**Exercise prompt:**
Every line in the entries that holds "StringP" should be identified and copied.

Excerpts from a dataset
PR #1003, opened 2022-10-06
add --max-target-megabytes : maximum size for a file/blob to be scanned

roma8389:
### Description:
Adding maximum size for a file/blob to be scanned via a new switch case in the CLI --max-target-megabytes

### Checklist:

* [ ] Does your PR pass tests?  yes
* [ ] Have you written new tests for your changes? no
* [ ] Have you lint your code locally prior to submission? yes

### DIFF
--- a/README.md
+++ b/README.md
@@ -160,7 +160,7 @@ Flags:
   -b, --baseline-path          path to a previously generated report with known issues that gitleaks should ignore
   -s, --source string          path to source (git repo, directory, file)
   -v, --verbose                show verbose output from scan
-  --max-target-megabytes       maximum size for a file/blob to be scanned
+  --max-target-megabytes       files larger than this will be skipped
 
 Use "gitleaks [command] --help" for more information about a command.
 ```
--- a/README.md
+++ b/README.md
@@ -160,6 +160,7 @@ Flags:
   -b, --baseline-path          path to a previously generated report with known issues that gitleaks should ignore
   -s, --source string          path to source (git repo, directory, file)
   -v, --verbose                show verbose output from scan
+  --max-target-megabytes       maximum size for a file/blob to be scanned
 
 Use "gitleaks [command] --help" for more information about a command.
 ```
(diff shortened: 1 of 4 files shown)


README.md
```diff
@@ -160,6 +160,7 @@ Flags:
   -b, --baseline-path          path to a previously generated report with known issues that gitleaks should ignore
   -s, --source string          path to source (git repo, directory, file)
   -v, --verbose                show verbose output from scan
+  --max-target-megabytes       maximum size for a file/blob to be scanned
```
weineran, line 163: I suggest adding something like "Files larger than this will be skipped". Just to be totally explicit about the behavior.

weineran:
Thanks for the PR @roma8389 !

Linking the PR to this issue: https://github.com/zricethezav/gitleaks/issues/1001 (Let me know if I misunderstood, but I believe this PR is intended to resolve this issue)

roma8389:
@weineran any chance u can check the PR, i adjust the push according to your comment.
if u accept the PR can u create a build after it. ty!

cmd/root.go
```diff
@@ -45,6 +45,7 @@ func init() {
 	rootCmd.PersistentFlags().StringP("baseline-path", "b", "", "path to baseline with issues that can be ignored")
 	rootCmd.PersistentFlags().StringP("log-level", "l", "info", "log level (trace, debug, info, warn, error, fatal)")
 	rootCmd.PersistentFlags().BoolP("verbose", "v", false, "show verbose output from scan")
+	rootCmd.PersistentFlags().Int("max-target-megabytes", 0, "maximum size for a file/blob to be scanned")
```
zricethezav, line 48: This "help" message should be changed to match what is in the README per @weineran's suggestion

zricethezav (changes requested):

**Response area:**
 	rootCmd.PersistentFlags().StringP("baseline-path", "b", "", "path to baseline with issues that can be ignored")
 	rootCmd.PersistentFlags().StringP("log-level", "l", "info", "log level (trace, debug, info, warn, error, fatal)")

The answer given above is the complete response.